*EXERCISE REQUIREMENTS:* Whichever lines of the entries hold the word "caching" should be identified and copied.

*DATA LISTING:*
PR #151, opened 2020-03-12
Refactor code for checking the file hash

leouieda:
Move code from methods to 2 dedicated functions: one to check the hash
algorithm and the other to check that the hash matches a known hash.
The hash algorithm defaults to sha256 and hash checking functions knows
to ignore the algorithm part of the hash when checking (if needed).
This simplifies the class by removing the need to add algorithms to all
hashes (retaining the legacy behaviour) and removing some duplicated
code for calculating hashes in the Pooch class.

**Reminders**:

### DIFF
--- a/pooch/core.py
+++ b/pooch/core.py
@@ -9,7 +9,14 @@ import tempfile
 import ftplib
 
 import requests
-from .utils import file_hash, check_version, parse_url, get_logger, make_local_storage
+from .utils import (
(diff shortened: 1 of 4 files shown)


leouieda:
This is part of the refactoring to make #147 possible.

leouieda:
Azure is acting up but the checks seem to have passed so I'm merging this in.

PR #152, opened 2020-03-12
Add the retrive function to fetch single files

### LINKED ISSUE #147: Create a function to fetch a single file

leouieda:
Add the function `retrieve` for downloading single data files. This is much more convenient than setting up a `Pooch`. It automatically selects a unique file name and saves files to a "pooch" cache (as determined by `os_cache`). Allows passing in `known_hash=None` to bypass the hash checks. In this case, will print a message with the SHA256 hash of the downloaded file and advising users to set `known_hash` to this value.

Fixes #147 

**Reminders**:

### DIFF
--- a/README.rst
+++ b/README.rst
@@ -68,6 +68,25 @@ Here are Pooch's main features:
 Example
 -------
 
+For a **scientist downloading a data file** for analysis:
+
+.. code:: python
+
+    from pooch import retrieve
+
+
+    # Download the file and save it locally. Running this again will not cause
+    # a download. Pooch will check the hash (checksum) of the downloaded file
+    # against the given value to make sure it's the right file (not corrupted
+    # or outdated).
+    fname = retrieve(
+        url="https://some-data-server.org/a-data-file.nc",
+        known_hash="md5:70e2afd3fd7e336ae478b1e740a5f08e",
+    )
+
+
+For **package developers** including sample data in their projects:
+
 .. code:: python
 
     """
--- a/pooch/core.py
+++ b/pooch/core.py
@@ -41,7 +41,9 @@ def retrieve(url, hash, path=None, fname=None, processor=None, downloader=None):
     os.makedirs(str(path), exist_ok=True)
 
 
-def _download_if_needed(url, path, fname, hash, pooch=None, processor=None, downloader=None):
+def _download_if_needed(
+    url, path, fname, hash, pooch=None, processor=None, downloader=None
+):
 
     full_path = path / fname
 
--- a/pooch/core.py
+++ b/pooch/core.py
@@ -19,7 +19,7 @@ from .utils import (
     hash_algorithm,
     hash_matches,
     os_cache,
-    make_unique_file_name,
+    unique_file_name,
 )
 from .downloaders import HTTPDownloader, FTPDownloader
 
--- a/pooch/core.py
+++ b/pooch/core.py
@@ -25,6 +25,175 @@ from .downloaders import choose_downloader
 
 def retrieve(url, known_hash, fname=None, path=None, processor=None, downloader=None):
     """
+    Download and cache a single file locally.
+
+    Uses HTTP or FTP by default, depending on the protocol in the given *url*.
+    Other download methods can be controlled through the *downloader* argument
+    (see below).
+
+    The file will be downloaded to a temporary location first and its hash will
+    be compared to the given *known_hash*. This is done to ensure that the
+    download happened correctly and securely. If the hash doesn't match, the
+    file will be deleted and an exception will be raised.
+
+    If the file already exists locally, its hash will be compared to
+    *known_hash*. If they are not the same, this is interpreted as the file
+    needing to be updated and it will be downloaded again.
+
+    You can bypass these checks by passing ``known_hash=None``. If this is
+    done, the SHA256 hash of the downloaded file will be logged to the screen.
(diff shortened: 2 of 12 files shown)


leouieda:
TODO:

- [ ] Name files with `hash-filename.ext` to make sure the extension is preserved and the cache is human readable.

leouieda:
This got fairly big so I'll separate it into smaller PRs to make them easier to review.

leouieda:
Alright, this is pretty much done and tests pass everywhere. I'd appreciate a review if anyone has the time.

leouieda:
> Wouldn't be nice to have an optional argument to download the file even if a version of it already exists in the cache? This could be useful for files that are regularly updated. What do you think?

Do you mean like a `force=True` argument to download the file regardless? I can see the point but I wonder if this wouldn't make it too close to what `urllib` already does. The main feature here is the hash checking and caching so I'm hesitant to include something that shouldn't be used too often.

What do you think?

pooch/core.py
```diff
@@ -15,10 +15,221 @@
...
+        prepend the hash with ``algorithm:``, for example
+        ``md5:pw9co2iun29juoh`` or ``sha1:092odwhi2ujdp2du2od2odh2wod2``. If
+        None, will NOT check the hash of the downloaded file or check if an
+        existing file needs to be updated.
+    fname : str or None
+        The name that will be used to save the file. Should NOT include the
+        full the path, just the file name (it will be appended to *path*). If
+        None, will create a unique file name using a combination of the last
+        part of the URL (assuming it's the file name) and the MD5 hash of the
+        URL. For example, ``81whdo2d2e928yd1wi22:data-file.csv``. This ensures
```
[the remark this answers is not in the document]
leouieda: Nice catch! Thanks

santisoler:
> Do you mean like a `force=True` argument to download the file regardless? I can see the point but I wonder if this wouldn't make it too close to what `urllib` already does. The main feature here is the hash checking and caching so I'm hesitant to include something that shouldn't be used too often.
> 
> What do you think?

I was thinking that would be nice to have such option in cases where we still want to use decompressors, or when we want to redownload the file without manually removing the cached file.
Yet, I don't know how often this will be used.

If you want to take time to think about this, we can merge this and add this later.

leouieda:
> If you want to take time to think about this, we can merge this and add the new argument later.

Right, you have a good point. I think I prefer to release this first and wait to see if the need arises. It's easier to add an option than to take it away later :)

README.rst
```diff
@@ -68,6 +68,25 @@ Here are Pooch's main features:
 Example
 -------
 
+For a **scientist downloading a data file** for analysis:
```
leouieda, line 71:
```suggestion
A **scientist downloading a data file** for analysis:
```

README.rst
```diff
@@ -68,6 +68,25 @@ Here are Pooch's main features:
...
+    # a download. Pooch will check the hash (checksum) of the downloaded file
+    # against the given value to make sure it's the right file (not corrupted
+    # or outdated).
+    fname = retrieve(
+        url="https://some-data-server.org/a-data-file.nc",
+        known_hash="md5:70e2afd3fd7e336ae478b1e740a5f08e",
+    )
+
+
+For **package developers** including sample data in their projects:
```
leouieda, line 88:
```suggestion
A **package developer** including sample data in their project:
```

PR #157, opened 2020-04-01
Move all hash checking to hash_matches

leouieda:
Including the exception raising controlled by new parameter `strict`.
This removes the need for re-calculating the new hash just so we can
include it in the error message. The hash calculation can be heavy
for large files so we don't want to do it twice. Also improve the error
message to include the hash algorithm and suggest what went wrong.

Working towards #152 

**Reminders**:

### DIFF
--- a/pooch/core.py
+++ b/pooch/core.py
@@ -10,12 +10,10 @@ import ftplib
 
 import requests
 from .utils import (
-    file_hash,
     check_version,
     parse_url,
     get_logger,
     make_local_storage,
-    hash_algorithm,
     hash_matches,
 )
 from .downloaders import choose_downloader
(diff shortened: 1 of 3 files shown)


danshapero:
I'm assuming that the `strict = False` case will get used for #152. If you wanted to be really obsessive about branch coverage then you could add an explicit test for that but I don't think it's necessary.

leouieda:
@danshapero right, I forgot to add the extra tests to this PR. I'll add some explicit tests for this function (right now it gets tested as part of `fetch`).

Both cases are used within `fetch`: `strict=False` when checking for updates and `stritc=True` for verifying downloaded files. My plan for #152 was to allow `known_hash=None` which would always result in a `True` return value. That way bypassing the hash check would only require changing this one function.

leouieda:
Thanks for the review, by the way :slightly_smiling_face:  Much appreciated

*THE ANSWER:*
Do you mean like a `force=True` argument to download the file regardless? I can see the point but I wonder if this wouldn't make it too close to what `urllib` already does. The main feature here is the hash checking and caching so I'm hesitant to include something that shouldn't be used too often.
> Do you mean like a `force=True` argument to download the file regardless? I can see the point but I wonder if this wouldn't make it too close to what `urllib` already does. The main feature here is the hash checking and caching so I'm hesitant to include something that shouldn't be used too often.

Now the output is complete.